* [EXERCISE OBJECTIVE] Would you copy each line of the records that includes the word "neutralLabel"?

[Dataset entries]
================================

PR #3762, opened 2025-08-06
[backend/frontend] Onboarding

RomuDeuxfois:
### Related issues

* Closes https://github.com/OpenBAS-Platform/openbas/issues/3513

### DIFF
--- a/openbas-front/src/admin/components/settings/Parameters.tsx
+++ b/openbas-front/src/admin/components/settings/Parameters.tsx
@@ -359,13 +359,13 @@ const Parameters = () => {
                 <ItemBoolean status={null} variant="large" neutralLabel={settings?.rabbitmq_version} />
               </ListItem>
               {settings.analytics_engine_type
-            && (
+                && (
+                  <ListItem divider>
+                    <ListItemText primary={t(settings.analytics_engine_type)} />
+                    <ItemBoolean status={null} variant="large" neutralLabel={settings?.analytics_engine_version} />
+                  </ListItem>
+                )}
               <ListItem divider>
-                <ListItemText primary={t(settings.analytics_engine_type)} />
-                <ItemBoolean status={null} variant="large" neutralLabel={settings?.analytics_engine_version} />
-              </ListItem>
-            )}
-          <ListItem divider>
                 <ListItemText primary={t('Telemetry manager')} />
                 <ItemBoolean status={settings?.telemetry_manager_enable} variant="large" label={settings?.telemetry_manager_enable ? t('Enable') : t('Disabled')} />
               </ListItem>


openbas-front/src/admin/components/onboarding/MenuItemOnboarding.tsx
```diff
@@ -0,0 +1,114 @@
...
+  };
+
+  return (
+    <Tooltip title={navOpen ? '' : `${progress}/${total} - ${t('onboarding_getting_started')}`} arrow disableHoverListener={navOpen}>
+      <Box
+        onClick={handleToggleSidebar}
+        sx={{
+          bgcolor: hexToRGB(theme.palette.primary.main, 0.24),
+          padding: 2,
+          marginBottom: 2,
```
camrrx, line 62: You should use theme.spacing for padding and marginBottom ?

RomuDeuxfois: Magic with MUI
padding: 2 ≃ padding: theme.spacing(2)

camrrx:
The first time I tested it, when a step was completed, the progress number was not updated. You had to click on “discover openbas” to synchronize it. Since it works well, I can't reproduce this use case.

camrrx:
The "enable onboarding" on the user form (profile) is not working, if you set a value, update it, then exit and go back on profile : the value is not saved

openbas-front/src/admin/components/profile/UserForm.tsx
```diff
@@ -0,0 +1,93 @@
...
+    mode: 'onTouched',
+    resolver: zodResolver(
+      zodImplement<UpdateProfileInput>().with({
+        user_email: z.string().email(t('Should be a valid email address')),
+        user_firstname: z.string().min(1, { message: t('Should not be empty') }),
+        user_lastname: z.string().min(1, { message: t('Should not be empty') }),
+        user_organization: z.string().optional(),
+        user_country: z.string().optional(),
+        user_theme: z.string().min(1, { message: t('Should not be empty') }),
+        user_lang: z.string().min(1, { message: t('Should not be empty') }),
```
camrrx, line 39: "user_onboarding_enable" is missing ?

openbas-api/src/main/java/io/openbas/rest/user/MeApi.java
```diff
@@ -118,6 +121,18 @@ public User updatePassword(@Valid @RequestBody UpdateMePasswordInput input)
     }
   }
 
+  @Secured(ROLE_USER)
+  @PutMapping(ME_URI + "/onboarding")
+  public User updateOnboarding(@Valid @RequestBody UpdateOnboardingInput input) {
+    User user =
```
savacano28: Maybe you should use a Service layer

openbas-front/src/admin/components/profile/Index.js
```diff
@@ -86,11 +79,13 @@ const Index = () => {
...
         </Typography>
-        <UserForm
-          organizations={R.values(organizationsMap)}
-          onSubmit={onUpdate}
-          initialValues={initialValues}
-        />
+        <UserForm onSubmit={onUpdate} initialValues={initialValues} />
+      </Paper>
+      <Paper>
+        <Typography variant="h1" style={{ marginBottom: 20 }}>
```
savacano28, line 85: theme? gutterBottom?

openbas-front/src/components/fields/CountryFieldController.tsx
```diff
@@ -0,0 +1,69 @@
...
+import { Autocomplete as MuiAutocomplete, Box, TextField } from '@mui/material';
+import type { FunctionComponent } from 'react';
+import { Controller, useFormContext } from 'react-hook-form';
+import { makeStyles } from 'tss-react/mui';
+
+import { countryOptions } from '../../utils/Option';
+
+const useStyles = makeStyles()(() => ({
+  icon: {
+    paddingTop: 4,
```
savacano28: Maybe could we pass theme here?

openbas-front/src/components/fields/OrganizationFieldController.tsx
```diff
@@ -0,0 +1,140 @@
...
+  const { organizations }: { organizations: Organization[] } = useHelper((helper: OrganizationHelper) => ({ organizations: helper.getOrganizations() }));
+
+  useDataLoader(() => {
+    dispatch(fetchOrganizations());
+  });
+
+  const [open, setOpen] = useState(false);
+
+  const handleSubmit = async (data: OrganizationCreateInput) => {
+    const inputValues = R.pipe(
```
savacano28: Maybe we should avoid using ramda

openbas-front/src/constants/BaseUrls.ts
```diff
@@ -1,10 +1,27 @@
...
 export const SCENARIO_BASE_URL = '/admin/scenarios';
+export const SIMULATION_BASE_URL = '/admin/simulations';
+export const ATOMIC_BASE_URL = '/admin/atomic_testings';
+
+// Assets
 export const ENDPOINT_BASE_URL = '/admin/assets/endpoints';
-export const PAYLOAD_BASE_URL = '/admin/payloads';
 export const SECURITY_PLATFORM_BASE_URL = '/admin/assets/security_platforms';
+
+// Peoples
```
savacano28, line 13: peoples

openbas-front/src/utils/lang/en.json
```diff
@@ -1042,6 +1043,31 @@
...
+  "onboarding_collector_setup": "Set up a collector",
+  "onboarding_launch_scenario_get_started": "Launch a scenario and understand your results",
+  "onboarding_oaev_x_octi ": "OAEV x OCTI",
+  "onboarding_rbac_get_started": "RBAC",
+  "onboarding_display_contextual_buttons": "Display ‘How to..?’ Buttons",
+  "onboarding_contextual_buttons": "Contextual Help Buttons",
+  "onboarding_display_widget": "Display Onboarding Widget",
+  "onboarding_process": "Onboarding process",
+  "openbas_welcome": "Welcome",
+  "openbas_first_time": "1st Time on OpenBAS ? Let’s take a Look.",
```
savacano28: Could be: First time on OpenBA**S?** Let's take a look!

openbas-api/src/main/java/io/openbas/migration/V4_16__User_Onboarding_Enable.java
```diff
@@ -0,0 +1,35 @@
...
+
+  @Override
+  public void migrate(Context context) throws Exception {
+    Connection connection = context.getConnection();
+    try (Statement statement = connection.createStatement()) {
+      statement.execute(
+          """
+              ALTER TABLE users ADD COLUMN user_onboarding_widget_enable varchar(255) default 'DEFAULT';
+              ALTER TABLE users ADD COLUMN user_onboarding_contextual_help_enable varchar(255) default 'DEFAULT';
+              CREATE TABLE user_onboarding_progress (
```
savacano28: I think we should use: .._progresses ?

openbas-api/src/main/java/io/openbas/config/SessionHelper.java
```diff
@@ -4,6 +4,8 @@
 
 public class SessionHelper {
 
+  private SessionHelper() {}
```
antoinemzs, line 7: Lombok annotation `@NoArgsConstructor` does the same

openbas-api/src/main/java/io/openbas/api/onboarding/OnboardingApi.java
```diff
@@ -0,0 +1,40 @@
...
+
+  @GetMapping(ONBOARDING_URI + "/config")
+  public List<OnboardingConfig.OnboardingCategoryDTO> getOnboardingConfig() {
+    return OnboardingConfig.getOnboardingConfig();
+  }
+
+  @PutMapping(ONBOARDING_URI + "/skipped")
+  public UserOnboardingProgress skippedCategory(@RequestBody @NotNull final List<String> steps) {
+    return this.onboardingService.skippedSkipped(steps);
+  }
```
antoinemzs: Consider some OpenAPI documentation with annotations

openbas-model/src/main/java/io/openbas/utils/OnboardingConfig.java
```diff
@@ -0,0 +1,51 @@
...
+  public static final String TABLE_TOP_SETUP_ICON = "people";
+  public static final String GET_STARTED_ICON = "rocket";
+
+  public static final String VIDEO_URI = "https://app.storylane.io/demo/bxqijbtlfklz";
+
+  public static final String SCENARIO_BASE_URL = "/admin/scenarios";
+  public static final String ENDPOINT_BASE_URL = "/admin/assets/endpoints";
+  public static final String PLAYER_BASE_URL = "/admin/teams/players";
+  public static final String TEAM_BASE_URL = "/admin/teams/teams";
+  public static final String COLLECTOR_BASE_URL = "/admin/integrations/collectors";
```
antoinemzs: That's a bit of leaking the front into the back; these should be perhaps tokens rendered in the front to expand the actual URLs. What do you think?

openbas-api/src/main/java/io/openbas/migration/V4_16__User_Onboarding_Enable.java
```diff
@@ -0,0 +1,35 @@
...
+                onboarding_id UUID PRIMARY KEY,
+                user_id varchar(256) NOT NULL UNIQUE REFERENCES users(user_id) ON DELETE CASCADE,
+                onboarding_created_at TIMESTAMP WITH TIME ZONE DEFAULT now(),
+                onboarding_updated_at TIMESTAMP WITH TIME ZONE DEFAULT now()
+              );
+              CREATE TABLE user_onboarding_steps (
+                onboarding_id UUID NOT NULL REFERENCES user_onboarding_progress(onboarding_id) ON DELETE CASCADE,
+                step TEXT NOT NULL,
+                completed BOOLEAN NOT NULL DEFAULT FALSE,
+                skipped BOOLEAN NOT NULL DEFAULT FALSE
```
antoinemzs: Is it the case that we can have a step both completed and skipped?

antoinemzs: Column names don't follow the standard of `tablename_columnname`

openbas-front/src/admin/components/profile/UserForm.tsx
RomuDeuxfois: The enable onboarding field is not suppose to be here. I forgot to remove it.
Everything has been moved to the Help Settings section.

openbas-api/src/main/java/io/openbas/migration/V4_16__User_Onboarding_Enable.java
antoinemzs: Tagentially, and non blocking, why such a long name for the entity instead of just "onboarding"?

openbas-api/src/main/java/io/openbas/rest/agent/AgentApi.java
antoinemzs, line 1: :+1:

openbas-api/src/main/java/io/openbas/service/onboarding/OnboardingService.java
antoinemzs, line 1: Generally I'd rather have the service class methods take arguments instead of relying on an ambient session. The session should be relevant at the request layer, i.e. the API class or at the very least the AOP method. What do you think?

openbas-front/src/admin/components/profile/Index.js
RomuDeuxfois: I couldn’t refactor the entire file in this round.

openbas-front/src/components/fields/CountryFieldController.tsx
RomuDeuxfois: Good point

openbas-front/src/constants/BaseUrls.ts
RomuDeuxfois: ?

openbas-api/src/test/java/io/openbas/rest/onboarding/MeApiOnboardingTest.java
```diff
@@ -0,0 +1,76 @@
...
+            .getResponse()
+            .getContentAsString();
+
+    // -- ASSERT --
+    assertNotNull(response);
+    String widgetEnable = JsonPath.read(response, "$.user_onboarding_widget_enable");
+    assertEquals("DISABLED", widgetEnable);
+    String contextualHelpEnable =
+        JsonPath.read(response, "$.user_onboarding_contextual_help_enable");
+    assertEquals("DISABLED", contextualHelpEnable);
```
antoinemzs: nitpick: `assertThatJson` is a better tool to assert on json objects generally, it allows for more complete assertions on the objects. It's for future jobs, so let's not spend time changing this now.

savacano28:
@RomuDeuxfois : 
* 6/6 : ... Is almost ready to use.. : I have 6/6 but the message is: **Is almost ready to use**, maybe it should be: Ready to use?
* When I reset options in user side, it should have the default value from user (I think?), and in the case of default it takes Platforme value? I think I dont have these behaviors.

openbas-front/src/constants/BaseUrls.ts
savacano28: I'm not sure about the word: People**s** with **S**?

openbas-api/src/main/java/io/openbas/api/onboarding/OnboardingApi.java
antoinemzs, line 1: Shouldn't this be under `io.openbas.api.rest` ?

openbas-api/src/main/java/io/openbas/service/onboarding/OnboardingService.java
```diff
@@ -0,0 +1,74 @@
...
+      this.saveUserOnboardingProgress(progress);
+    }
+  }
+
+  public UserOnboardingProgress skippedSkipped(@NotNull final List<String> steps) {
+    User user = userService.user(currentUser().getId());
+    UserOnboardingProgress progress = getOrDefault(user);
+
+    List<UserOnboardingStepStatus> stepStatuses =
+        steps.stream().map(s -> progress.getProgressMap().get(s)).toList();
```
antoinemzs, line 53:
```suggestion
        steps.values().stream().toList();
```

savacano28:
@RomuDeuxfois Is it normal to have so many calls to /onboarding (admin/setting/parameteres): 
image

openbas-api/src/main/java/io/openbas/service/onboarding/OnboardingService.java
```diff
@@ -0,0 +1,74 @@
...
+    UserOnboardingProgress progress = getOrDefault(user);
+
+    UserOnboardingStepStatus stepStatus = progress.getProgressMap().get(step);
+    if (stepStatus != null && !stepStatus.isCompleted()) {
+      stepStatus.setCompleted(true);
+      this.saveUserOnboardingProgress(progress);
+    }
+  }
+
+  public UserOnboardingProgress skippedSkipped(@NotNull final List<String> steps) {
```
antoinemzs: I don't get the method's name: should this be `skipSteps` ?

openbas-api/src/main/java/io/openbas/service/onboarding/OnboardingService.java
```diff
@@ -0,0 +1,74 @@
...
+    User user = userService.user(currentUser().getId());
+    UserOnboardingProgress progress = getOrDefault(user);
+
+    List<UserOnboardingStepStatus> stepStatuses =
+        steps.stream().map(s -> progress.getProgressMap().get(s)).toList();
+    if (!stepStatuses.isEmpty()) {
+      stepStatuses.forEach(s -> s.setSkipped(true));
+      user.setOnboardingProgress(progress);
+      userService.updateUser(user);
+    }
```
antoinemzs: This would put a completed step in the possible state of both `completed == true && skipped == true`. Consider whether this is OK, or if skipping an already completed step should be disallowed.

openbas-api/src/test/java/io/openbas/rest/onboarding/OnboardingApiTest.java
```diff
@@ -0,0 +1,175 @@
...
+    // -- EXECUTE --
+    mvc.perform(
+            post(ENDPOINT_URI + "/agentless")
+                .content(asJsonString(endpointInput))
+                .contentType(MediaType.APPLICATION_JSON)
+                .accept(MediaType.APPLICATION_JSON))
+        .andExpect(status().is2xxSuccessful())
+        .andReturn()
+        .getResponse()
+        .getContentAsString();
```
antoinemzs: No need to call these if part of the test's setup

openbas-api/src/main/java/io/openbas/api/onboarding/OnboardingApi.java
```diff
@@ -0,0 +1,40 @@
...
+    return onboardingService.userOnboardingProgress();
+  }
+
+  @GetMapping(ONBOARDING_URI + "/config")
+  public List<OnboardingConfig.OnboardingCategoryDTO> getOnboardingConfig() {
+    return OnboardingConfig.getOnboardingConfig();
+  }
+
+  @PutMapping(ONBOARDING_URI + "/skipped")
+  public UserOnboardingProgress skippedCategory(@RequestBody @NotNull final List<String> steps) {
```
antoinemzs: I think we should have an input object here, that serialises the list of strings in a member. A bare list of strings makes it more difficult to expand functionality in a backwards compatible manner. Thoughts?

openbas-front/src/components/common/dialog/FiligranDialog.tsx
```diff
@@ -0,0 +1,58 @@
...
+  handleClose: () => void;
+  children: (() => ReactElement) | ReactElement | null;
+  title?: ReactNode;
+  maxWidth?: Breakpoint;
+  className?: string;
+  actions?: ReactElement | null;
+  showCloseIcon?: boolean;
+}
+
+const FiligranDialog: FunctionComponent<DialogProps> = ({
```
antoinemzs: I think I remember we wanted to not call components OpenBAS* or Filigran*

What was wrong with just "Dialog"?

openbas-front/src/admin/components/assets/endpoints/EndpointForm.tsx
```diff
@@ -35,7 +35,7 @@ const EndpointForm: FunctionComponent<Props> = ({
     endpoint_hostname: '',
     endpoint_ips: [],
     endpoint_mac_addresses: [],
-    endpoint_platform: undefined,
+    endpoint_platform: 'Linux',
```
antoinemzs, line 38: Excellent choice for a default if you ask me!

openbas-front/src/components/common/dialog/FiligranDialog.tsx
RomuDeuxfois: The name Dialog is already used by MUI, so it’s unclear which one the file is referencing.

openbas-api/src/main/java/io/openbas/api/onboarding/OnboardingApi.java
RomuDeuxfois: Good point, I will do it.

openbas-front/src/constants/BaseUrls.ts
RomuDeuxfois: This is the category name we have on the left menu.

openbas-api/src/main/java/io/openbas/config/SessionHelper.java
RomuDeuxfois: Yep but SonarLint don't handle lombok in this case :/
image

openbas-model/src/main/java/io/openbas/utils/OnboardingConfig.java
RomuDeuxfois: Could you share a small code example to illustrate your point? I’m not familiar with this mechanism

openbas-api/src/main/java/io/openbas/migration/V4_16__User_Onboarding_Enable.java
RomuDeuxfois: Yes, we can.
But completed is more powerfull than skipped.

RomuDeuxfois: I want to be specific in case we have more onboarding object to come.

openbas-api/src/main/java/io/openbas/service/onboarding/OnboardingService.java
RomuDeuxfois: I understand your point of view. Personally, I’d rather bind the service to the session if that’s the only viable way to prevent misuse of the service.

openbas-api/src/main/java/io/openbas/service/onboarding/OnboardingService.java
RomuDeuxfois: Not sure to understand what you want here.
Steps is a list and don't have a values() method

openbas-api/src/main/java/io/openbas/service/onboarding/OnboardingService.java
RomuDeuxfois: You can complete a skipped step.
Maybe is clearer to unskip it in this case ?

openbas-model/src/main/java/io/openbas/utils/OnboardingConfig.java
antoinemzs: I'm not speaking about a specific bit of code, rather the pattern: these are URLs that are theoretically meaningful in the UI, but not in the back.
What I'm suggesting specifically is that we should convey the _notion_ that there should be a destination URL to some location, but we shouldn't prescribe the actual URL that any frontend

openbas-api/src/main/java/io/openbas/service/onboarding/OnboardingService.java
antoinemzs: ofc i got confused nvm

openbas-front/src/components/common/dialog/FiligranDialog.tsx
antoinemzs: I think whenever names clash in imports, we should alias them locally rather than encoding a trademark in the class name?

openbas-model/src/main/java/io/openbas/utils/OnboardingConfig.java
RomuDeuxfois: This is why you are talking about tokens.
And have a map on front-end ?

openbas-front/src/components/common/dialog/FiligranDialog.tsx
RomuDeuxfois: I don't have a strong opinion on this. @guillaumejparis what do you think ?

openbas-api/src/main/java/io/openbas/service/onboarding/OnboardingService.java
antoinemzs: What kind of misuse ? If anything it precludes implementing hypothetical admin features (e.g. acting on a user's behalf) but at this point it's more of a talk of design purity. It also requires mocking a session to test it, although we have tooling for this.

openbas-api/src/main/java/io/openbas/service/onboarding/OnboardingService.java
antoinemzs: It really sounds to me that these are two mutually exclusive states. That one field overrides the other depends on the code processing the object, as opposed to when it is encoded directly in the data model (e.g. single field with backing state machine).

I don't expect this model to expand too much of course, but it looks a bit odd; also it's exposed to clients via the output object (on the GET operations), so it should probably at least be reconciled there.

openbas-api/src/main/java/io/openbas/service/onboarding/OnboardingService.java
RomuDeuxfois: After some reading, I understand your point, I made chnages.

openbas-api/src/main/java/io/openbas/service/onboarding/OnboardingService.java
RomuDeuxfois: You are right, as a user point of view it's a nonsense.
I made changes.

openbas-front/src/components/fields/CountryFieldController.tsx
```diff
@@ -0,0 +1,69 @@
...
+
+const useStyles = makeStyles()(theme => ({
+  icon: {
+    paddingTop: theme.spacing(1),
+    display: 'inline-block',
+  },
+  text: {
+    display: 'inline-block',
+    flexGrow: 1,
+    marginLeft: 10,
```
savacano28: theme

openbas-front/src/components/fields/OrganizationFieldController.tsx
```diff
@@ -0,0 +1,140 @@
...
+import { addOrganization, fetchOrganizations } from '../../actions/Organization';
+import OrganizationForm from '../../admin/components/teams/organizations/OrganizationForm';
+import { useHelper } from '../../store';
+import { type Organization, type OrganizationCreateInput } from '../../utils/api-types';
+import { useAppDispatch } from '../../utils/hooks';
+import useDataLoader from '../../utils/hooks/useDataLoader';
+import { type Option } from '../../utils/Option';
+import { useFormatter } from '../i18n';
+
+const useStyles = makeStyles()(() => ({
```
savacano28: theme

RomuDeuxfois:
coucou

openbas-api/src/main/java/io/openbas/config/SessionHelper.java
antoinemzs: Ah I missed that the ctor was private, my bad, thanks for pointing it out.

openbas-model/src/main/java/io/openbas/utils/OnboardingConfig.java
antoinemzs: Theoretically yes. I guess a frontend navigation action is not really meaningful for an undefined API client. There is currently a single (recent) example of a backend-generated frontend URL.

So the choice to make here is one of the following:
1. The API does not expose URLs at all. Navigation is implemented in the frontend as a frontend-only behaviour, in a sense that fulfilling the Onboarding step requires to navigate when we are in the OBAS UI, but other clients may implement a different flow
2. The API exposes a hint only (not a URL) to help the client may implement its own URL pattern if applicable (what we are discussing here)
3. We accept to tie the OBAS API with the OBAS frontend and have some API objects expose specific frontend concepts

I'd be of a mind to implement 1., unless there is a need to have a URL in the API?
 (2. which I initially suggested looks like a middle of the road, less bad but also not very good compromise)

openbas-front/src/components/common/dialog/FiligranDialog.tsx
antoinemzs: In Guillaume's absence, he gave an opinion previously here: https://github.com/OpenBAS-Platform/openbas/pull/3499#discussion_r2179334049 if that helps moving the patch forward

================================

* [EXERCISE ANSWER]
                 <ItemBoolean status={null} variant="large" neutralLabel={settings?.rabbitmq_version} />
+                    <ItemBoolean status={null} variant="large" neutralLabel={settings?.analytics_engine_version} />
-                <ItemBoolean status={null} variant="large" neutralLabel={settings?.analytics_engine_version} />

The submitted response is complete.